#### [Work item]
Repeat the first line of the listing and each line after it, exactly, through the line containing "### LINKED ISSUE #786: Improper".

[Start of Attachment]

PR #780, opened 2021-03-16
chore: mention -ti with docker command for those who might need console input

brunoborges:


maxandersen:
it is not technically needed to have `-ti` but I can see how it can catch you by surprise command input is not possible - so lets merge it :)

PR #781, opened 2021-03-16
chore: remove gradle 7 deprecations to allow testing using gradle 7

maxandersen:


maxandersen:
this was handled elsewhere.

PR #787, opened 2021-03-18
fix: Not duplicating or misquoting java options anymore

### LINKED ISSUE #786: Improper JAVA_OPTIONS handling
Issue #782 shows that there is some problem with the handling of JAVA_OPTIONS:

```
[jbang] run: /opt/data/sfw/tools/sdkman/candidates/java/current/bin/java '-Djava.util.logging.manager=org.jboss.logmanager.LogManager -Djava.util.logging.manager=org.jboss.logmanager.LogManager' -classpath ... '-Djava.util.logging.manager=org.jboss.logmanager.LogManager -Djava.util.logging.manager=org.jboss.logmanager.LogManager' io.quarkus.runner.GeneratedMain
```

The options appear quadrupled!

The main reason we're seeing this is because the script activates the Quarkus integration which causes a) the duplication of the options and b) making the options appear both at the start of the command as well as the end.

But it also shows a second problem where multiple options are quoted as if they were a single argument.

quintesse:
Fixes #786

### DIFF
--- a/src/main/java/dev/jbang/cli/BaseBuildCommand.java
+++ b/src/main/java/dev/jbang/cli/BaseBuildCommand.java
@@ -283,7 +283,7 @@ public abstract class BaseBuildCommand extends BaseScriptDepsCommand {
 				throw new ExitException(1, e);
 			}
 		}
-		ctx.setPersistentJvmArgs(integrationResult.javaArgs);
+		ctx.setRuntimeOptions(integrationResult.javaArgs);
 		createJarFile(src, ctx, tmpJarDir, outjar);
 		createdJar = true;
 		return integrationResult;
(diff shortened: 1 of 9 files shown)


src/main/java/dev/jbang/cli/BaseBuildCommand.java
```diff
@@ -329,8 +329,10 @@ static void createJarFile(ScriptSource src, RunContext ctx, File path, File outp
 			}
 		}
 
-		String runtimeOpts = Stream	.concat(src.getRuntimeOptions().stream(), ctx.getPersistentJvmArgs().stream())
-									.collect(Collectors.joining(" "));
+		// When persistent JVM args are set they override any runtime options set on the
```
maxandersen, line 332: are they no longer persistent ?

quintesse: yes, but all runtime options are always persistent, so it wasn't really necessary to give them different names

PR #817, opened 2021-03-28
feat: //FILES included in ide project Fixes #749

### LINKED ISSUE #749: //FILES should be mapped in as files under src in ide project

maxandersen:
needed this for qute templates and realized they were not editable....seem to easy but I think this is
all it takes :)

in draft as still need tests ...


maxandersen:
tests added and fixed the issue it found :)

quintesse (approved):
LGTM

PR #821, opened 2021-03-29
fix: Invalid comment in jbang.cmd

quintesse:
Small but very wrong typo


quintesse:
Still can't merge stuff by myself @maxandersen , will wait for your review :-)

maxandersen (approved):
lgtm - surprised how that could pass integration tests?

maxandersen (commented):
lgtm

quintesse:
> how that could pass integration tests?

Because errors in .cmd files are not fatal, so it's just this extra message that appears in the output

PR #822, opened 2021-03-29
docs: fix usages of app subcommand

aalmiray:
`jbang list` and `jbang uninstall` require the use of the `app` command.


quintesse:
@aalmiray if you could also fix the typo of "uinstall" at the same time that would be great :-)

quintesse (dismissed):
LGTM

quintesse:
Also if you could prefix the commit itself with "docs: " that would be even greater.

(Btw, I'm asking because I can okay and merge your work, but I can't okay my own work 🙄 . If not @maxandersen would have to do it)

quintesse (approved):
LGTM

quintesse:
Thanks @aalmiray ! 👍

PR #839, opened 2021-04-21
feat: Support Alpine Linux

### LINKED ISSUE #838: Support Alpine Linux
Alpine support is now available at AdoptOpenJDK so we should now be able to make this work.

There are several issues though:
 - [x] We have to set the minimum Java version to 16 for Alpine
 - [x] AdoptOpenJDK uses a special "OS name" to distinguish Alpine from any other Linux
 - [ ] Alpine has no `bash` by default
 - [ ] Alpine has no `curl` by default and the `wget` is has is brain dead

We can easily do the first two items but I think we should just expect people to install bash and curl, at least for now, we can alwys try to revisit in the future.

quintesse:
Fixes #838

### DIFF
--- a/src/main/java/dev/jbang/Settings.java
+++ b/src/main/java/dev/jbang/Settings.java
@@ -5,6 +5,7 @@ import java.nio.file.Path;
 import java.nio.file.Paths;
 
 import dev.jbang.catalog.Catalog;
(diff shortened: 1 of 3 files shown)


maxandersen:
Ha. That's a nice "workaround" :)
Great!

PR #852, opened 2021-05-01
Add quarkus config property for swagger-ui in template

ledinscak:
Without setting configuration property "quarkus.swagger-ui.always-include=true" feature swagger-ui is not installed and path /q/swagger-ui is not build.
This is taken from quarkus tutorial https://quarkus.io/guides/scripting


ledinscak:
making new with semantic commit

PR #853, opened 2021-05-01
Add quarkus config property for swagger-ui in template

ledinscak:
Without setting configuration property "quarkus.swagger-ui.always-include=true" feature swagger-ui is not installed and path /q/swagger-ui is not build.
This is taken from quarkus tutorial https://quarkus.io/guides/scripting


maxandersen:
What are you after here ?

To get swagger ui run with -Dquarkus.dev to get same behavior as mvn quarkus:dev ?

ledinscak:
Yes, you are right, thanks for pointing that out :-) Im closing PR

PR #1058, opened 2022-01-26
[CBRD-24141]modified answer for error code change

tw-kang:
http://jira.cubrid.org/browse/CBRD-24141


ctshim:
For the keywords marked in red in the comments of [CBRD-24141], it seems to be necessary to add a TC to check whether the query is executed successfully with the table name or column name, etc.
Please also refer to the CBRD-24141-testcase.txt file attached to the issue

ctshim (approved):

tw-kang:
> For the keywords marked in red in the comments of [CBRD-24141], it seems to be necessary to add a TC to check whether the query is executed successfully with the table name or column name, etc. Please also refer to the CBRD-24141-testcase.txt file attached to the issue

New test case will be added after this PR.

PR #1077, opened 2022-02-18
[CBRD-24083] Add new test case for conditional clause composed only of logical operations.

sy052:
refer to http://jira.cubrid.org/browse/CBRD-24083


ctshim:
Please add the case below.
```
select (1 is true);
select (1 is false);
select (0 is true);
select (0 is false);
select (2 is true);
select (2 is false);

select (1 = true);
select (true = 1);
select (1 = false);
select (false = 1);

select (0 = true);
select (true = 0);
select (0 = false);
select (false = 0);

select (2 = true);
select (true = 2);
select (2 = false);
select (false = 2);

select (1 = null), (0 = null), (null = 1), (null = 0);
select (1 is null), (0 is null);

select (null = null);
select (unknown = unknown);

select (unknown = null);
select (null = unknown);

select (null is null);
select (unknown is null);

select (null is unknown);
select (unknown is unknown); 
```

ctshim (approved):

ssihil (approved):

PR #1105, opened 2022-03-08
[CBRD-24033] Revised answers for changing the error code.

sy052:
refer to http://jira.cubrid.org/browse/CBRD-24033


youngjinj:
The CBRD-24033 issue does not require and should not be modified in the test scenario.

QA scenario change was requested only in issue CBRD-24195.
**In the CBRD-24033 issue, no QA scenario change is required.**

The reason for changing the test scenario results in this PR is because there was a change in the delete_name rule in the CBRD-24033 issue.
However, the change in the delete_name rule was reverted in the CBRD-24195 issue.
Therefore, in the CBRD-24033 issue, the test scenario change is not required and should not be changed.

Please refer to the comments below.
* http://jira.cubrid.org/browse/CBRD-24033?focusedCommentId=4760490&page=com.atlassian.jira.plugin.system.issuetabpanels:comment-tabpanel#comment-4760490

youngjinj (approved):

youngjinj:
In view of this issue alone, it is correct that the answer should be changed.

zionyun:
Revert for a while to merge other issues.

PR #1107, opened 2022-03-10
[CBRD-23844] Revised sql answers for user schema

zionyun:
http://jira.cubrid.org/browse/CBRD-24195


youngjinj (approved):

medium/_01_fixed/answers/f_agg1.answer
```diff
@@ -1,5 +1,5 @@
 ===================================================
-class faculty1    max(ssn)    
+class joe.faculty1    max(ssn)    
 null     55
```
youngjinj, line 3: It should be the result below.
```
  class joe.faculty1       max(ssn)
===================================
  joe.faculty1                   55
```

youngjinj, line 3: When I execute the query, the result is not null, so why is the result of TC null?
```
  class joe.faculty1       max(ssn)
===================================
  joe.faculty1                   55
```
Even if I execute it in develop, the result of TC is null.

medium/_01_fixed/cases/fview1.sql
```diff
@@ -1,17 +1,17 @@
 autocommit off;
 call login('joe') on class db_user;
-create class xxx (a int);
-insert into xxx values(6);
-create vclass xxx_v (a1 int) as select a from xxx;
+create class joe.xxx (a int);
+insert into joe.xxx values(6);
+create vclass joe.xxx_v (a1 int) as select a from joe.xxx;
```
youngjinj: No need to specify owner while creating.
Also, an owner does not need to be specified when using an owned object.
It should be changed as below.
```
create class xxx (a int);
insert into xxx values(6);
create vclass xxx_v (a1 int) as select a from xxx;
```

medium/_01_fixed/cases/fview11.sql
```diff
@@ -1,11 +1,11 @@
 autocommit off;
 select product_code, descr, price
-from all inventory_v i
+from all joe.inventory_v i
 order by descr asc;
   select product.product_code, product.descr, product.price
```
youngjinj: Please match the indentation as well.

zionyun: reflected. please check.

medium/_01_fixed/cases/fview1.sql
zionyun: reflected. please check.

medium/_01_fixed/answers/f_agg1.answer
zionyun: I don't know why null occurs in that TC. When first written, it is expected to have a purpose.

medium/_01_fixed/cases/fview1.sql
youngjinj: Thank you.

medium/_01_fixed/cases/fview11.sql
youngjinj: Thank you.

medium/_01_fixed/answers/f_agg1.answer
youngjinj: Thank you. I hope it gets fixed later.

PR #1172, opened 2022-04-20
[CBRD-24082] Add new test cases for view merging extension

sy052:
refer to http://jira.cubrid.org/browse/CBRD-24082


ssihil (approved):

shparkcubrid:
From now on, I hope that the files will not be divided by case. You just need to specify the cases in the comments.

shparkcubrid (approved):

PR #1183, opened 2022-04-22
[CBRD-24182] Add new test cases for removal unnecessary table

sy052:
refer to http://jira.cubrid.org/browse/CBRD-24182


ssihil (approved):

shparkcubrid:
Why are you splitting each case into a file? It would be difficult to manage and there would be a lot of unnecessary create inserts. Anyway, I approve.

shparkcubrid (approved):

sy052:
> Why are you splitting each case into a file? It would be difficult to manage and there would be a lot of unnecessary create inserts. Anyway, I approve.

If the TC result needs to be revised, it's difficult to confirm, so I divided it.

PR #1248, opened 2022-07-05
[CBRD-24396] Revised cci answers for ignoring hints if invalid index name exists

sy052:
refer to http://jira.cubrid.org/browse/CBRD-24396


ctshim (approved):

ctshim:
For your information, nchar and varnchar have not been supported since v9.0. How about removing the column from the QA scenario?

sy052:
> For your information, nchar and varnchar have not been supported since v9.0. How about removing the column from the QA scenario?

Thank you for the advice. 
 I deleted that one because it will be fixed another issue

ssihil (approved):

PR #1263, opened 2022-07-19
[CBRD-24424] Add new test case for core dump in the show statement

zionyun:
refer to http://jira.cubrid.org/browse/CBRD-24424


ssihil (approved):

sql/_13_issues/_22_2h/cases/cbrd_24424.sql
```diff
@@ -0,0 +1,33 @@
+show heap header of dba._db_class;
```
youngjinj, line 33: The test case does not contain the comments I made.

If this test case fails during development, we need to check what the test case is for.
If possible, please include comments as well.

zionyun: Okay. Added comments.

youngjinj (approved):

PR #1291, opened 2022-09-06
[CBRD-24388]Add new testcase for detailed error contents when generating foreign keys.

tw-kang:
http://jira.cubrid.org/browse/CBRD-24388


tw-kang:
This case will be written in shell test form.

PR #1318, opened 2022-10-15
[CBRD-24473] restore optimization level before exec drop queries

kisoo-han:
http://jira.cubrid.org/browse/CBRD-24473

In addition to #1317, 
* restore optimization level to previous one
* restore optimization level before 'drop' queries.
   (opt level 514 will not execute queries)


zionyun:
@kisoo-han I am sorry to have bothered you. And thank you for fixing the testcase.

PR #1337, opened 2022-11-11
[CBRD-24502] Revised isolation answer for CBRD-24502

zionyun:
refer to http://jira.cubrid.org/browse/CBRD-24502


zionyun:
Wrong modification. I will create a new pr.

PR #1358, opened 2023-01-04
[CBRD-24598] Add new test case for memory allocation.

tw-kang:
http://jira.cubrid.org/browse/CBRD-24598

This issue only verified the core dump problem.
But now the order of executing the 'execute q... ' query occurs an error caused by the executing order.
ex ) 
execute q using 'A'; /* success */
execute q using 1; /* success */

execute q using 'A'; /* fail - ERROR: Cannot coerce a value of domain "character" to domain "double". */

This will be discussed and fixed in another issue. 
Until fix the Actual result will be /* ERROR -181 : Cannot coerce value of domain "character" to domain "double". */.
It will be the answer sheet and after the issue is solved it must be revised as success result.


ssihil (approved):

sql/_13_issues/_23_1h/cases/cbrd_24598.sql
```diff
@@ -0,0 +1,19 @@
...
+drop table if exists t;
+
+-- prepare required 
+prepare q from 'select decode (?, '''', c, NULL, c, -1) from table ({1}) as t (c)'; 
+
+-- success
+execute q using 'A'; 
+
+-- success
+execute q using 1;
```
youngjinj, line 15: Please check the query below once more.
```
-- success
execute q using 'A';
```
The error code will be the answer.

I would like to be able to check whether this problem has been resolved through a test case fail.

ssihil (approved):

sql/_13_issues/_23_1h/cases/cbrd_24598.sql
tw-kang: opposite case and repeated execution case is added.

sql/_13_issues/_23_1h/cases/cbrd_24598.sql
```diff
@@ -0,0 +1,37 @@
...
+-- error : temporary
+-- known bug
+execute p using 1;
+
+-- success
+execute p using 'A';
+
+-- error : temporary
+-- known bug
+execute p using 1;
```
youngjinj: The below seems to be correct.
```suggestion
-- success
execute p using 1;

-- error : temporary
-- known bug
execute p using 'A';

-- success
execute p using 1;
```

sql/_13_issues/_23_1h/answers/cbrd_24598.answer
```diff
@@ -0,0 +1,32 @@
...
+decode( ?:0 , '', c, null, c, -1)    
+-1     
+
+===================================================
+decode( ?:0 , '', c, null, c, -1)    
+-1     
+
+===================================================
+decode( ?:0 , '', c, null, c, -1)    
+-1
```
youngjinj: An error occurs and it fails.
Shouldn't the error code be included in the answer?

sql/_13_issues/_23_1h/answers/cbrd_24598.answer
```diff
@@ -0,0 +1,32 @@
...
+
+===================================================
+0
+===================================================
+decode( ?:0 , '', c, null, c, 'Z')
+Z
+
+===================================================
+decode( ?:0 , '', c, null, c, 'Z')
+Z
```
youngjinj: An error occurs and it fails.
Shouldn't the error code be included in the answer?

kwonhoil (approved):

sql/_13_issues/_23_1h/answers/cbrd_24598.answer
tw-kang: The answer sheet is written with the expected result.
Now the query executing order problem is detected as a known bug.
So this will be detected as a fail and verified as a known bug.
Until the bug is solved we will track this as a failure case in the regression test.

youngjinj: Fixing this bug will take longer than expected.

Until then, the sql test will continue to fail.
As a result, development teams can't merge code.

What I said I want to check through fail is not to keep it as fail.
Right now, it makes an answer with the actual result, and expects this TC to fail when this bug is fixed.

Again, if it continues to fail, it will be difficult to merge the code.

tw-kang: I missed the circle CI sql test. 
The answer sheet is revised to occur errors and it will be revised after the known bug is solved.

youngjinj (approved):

[End of Attachment]

#### [Finished exercise]
PR #780, opened 2021-03-16
chore: mention -ti with docker command for those who might need console input

brunoborges:


maxandersen:
it is not technically needed to have `-ti` but I can see how it can catch you by surprise command input is not possible - so lets merge it :)

PR #781, opened 2021-03-16
chore: remove gradle 7 deprecations to allow testing using gradle 7

maxandersen:


maxandersen:
this was handled elsewhere.

PR #787, opened 2021-03-18
fix: Not duplicating or misquoting java options anymore

### LINKED ISSUE #786: Improper JAVA_OPTIONS handling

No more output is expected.